**WORK TASK:** Every line containing the string "time" is to be copied from the records.

(Stored data)
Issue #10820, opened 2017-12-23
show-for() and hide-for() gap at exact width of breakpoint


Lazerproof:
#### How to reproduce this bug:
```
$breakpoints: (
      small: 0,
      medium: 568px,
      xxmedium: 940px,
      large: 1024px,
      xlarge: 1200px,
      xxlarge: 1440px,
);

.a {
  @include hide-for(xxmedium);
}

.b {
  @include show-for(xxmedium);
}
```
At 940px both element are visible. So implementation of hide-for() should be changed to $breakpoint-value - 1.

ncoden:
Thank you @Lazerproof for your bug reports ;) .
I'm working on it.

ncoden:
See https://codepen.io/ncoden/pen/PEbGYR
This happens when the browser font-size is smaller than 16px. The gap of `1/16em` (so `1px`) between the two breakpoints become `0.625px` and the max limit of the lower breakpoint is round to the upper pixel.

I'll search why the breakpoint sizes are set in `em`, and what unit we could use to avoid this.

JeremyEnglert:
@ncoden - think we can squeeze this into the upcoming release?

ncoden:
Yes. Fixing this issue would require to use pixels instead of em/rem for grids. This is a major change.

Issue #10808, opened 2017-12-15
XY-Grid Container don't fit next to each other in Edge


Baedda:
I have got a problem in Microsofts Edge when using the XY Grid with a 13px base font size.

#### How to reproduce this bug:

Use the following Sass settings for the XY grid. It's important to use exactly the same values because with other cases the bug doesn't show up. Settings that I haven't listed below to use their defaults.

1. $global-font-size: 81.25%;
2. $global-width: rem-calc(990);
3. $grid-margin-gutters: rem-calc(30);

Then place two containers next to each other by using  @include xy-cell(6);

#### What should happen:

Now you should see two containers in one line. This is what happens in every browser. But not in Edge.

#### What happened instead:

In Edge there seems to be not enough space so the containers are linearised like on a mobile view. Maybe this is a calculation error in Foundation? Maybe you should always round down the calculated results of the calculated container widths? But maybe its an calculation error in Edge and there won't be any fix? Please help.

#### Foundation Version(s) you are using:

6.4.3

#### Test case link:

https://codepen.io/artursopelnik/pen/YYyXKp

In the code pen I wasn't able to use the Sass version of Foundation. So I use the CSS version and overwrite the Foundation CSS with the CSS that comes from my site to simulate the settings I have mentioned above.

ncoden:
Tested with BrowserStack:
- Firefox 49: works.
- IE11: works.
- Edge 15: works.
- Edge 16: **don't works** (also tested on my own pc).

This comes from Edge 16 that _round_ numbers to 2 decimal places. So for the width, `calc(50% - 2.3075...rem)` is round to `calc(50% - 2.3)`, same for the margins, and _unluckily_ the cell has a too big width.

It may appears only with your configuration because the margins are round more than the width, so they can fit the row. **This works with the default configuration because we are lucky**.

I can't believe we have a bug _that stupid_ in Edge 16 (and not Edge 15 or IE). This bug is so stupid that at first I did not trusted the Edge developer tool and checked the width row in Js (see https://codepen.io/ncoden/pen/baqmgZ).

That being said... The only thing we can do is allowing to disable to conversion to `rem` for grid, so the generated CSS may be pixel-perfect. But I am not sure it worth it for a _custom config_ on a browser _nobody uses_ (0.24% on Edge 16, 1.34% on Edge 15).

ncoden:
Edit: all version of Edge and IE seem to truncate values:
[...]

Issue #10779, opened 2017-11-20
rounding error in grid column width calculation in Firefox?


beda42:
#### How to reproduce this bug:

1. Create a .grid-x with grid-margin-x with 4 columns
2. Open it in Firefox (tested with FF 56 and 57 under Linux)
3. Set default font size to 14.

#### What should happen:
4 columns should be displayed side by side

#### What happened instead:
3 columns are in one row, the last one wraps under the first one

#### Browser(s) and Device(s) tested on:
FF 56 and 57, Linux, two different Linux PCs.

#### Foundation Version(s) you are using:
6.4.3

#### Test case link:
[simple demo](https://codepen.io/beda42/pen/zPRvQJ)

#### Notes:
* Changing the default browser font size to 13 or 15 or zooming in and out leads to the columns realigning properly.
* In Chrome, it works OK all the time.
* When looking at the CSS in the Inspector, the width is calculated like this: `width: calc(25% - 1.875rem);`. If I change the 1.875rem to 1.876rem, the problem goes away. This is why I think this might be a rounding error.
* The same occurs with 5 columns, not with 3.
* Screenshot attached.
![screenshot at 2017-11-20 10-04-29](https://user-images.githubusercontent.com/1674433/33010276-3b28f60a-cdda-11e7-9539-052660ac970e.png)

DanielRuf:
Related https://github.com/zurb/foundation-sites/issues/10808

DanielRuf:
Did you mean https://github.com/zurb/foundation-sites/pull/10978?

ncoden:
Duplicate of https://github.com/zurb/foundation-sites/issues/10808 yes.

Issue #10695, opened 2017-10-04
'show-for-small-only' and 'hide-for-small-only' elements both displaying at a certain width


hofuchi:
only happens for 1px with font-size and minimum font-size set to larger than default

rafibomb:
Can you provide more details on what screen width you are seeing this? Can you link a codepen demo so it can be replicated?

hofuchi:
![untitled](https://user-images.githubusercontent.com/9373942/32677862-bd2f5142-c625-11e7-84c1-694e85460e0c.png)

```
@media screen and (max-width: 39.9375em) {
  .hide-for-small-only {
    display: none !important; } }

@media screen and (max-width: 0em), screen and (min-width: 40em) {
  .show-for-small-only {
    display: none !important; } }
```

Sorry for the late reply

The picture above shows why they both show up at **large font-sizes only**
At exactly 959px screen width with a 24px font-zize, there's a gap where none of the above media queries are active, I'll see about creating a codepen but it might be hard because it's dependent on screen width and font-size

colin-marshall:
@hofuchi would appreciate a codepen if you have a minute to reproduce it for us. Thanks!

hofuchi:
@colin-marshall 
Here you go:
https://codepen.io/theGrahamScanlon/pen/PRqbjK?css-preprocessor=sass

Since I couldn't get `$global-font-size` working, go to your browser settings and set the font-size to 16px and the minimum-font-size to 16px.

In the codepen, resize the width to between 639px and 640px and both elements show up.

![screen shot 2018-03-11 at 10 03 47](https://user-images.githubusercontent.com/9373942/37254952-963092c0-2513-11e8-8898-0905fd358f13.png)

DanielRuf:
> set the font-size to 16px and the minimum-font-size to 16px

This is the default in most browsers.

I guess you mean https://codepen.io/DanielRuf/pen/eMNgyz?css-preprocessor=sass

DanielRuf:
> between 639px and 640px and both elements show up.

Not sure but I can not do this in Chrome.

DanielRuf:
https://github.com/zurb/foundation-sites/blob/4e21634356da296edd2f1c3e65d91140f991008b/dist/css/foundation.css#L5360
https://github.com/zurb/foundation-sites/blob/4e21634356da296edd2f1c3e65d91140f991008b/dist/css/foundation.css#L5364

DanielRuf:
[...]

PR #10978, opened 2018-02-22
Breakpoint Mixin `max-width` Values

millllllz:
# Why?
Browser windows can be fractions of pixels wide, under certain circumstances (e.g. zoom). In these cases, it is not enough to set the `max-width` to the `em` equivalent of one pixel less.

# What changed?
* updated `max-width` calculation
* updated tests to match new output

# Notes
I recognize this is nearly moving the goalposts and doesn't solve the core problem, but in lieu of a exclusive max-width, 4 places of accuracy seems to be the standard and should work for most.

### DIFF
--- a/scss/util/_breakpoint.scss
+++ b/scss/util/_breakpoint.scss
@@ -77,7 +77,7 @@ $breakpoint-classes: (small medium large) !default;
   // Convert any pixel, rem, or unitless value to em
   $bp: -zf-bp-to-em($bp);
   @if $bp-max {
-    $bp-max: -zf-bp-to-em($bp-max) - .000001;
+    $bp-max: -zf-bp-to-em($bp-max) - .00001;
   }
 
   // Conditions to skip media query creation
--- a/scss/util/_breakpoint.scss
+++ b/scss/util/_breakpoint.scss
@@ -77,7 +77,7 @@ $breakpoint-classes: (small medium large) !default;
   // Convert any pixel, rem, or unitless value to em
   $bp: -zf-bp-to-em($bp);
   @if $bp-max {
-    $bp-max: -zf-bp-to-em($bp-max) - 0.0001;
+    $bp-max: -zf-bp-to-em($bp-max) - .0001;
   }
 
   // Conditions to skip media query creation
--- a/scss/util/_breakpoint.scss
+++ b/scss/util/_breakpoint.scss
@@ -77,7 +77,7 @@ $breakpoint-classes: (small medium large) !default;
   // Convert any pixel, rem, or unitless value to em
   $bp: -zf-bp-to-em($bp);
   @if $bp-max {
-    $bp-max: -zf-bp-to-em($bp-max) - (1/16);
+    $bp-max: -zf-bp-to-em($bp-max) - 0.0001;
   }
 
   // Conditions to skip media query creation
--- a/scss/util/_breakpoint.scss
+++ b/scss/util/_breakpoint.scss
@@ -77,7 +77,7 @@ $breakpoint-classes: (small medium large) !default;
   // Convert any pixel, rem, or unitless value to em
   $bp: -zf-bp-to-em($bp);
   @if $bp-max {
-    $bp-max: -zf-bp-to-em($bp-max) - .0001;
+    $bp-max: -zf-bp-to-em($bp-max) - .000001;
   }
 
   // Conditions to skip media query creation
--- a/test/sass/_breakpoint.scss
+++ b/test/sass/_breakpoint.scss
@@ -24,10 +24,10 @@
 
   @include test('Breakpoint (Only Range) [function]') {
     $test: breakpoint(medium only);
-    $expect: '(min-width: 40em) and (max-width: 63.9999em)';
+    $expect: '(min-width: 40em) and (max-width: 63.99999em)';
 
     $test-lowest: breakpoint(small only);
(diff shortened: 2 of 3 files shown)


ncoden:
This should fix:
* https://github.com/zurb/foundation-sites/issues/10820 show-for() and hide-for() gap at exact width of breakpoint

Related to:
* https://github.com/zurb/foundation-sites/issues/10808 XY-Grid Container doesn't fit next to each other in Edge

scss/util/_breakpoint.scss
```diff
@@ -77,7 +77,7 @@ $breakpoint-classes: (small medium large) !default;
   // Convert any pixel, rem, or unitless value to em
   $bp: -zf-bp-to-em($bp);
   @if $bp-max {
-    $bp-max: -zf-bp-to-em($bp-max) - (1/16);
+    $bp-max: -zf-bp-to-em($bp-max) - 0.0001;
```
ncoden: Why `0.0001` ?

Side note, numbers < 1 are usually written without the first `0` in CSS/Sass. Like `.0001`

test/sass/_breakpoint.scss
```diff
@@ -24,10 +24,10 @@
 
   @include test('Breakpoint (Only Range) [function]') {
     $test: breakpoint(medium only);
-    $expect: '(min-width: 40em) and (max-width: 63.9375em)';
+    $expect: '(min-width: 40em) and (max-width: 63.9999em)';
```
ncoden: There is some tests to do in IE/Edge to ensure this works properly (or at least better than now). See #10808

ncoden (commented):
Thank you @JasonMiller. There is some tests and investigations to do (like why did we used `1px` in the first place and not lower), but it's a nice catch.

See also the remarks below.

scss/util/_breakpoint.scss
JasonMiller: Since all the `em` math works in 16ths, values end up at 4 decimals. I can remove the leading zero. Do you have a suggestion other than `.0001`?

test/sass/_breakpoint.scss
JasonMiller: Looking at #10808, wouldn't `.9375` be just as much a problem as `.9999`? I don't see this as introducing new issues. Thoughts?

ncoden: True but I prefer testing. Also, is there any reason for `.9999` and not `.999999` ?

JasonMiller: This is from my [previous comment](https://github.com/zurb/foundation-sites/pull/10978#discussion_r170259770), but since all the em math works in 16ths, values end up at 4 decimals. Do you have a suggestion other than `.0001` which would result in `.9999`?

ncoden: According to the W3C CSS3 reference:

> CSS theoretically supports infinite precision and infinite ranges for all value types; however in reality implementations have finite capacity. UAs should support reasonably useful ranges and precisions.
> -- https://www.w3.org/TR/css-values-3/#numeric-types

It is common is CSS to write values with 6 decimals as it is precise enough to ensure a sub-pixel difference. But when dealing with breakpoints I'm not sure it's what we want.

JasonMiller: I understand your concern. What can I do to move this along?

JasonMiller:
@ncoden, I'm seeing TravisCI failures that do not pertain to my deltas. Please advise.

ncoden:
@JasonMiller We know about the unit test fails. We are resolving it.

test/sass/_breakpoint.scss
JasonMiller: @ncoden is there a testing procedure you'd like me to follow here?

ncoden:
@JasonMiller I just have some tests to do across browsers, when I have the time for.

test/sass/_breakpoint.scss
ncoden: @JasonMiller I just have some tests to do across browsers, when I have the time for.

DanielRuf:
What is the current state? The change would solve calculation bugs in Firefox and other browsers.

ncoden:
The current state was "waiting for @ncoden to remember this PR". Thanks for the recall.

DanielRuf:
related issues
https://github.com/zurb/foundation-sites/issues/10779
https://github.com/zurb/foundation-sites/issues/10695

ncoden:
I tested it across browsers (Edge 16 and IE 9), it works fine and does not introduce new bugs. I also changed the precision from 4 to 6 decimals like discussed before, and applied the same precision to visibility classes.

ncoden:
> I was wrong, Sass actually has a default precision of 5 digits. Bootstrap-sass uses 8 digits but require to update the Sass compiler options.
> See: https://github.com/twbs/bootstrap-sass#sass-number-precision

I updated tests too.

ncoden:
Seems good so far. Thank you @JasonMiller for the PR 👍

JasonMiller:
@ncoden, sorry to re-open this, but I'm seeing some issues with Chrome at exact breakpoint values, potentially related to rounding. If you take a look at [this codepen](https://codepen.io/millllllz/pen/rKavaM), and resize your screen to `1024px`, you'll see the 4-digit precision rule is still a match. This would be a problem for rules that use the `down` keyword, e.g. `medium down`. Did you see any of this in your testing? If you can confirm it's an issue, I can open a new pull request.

**RESPONSE:**
* In Chrome, it works OK all the time.
@JasonMiller I just have some tests to do across browsers, when I have the time for.
ncoden: @JasonMiller I just have some tests to do across browsers, when I have the time for.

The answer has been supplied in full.